Problem to solve: Every line in the data must be transcribed exactly.

Dataset content:
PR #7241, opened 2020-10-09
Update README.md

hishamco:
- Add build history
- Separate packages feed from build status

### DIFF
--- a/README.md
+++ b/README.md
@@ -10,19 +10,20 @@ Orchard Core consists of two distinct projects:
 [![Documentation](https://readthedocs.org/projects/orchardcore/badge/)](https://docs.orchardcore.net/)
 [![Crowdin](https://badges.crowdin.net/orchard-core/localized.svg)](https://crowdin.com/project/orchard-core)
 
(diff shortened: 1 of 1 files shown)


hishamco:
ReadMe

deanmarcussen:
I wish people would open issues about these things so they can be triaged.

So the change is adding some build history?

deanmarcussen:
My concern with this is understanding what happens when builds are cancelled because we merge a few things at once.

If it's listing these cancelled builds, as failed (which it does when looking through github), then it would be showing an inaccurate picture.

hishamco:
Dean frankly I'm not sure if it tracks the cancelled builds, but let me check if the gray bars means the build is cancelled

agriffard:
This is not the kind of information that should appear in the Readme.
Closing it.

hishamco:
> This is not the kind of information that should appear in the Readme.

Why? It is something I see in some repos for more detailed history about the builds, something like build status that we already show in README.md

Solution for this problem:
PR #7241, opened 2020-10-09
Update README.md

hishamco:
- Add build history
- Separate packages feed from build status

### DIFF
--- a/README.md
+++ b/README.md
@@ -10,19 +10,20 @@ Orchard Core consists of two distinct projects:
 [![Documentation](https://readthedocs.org/projects/orchardcore/badge/)](https://docs.orchardcore.net/)
 [![Crowdin](https://badges.crowdin.net/orchard-core/localized.svg)](https://crowdin.com/project/orchard-core)
 
(diff shortened: 1 of 1 files shown)


hishamco:
ReadMe

deanmarcussen:
I wish people would open issues about these things so they can be triaged.

So the change is adding some build history?

deanmarcussen:
My concern with this is understanding what happens when builds are cancelled because we merge a few things at once.

If it's listing these cancelled builds, as failed (which it does when looking through github), then it would be showing an inaccurate picture.

hishamco:
Dean frankly I'm not sure if it tracks the cancelled builds, but let me check if the gray bars means the build is cancelled

agriffard:
This is not the kind of information that should appear in the Readme.
Closing it.

hishamco:
> This is not the kind of information that should appear in the Readme.

Why? It is something I see in some repos for more detailed history about the builds, something like build status that we already show in README.md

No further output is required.